Essentially, you're testing that "my_sort" returns the same as python's standard "sort". Of course, this means you need a second function that acts the same as the function you wrote. In real life, if you had that you probably wouldn't have written the function "my_sort" at all.

Obviously it's just a tiny example, but in general I often find writing a test that will cover every hypothetical case isn't realistic.

Anyone here use this testing in the wild? Where's it most useful? Do you have the issue I described? Is there an easy way to overcome it?

masklinn · 2025-11-05T09:39:34 1762335574

What you're talking about is using an oracle (a different implementation of what you're testing), it's an option for property (or exhaustive) testing but is by no means a requirement. Even for a sort function there are plenty of properties you can check without needing an oracle e.g.
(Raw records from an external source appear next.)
PR #524, opened 2026-02-20
Use strings.Builder instead of += concatenation in loops

mattn:
## 📝 Description

Replace string concatenation with strings.Builder in:
- LoadBootstrapFiles (context.go)
- GetRecentDailyNotes, GetMemoryContext (memory.go)
- formatMessagesForLog, formatToolsForLog, summarizeBatch (loop.go)

Reduces allocations from O(n^2) to O(n) for repeated appends.

## 🗣️ Type of Change
- [ ] 📖 Documentation update

## 🤖 AI Code Generation

- **Reference URL:**
- **Reasoning:**

## 🧪 Test Environment
- **Hardware:** 
- **OS:** 
- **Model/Provider:**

- that the output sequence is the same length as the input

- that the output sequence is sorted

- that the population counts are the same in the input and the output

> In real life, if you had that you probably wouldn't have written the function "my_sort" at all.

Having a generalised sort doesn't mean you can't write a more specialised one which better fits your data set e.g. you might be in a situation where a radix sort is more appropriate.

eru · 2025-11-06T02:34:37 1762396477

> Having a generalised sort doesn't mean you can't write a more specialised one which better fits your data set e.g. you might be in a situation where a radix sort is more appropriate.

The opposite might also be true. Suppose you already have a specialised implementation, and you want to write a new generalised one. You can still test them against each other.

Eg suppose you are writing a library that supports sorting crazy huge datasets that don't fit into memory. You can still check that it gives the same answers as the built-in sorting algorithm from the standard library on input that's small enough to fit into memory.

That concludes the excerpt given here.